◆ **TASK**:
Take the line containing "## Other change" and all lines after it to the end of the records, and output them exactly.

Dataset items:
═══
PR #546, opened 2020-09-15
Remove "scroll" option from security:searchRoles doc

Yoann-Abbes:
## What does this PR do?

Remove "scroll" option from security:searchRoles doc

## Other change

Change script test name for admin console tests
depends on https://github.com/kuzzleio/kuzzle-admin-console/pull/829

### DIFF
--- a/.travis.yml
+++ b/.travis.yml
@@ -97,7 +97,7 @@ jobs:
═══
◆ **COMPLETED EXERCISE**:
## Other change

Change script test name for admin console tests
depends on https://github.com/kuzzleio/kuzzle-admin-console/pull/829

### DIFF
--- a/.travis.yml
+++ b/.travis.yml
@@ -97,7 +97,7 @@ jobs:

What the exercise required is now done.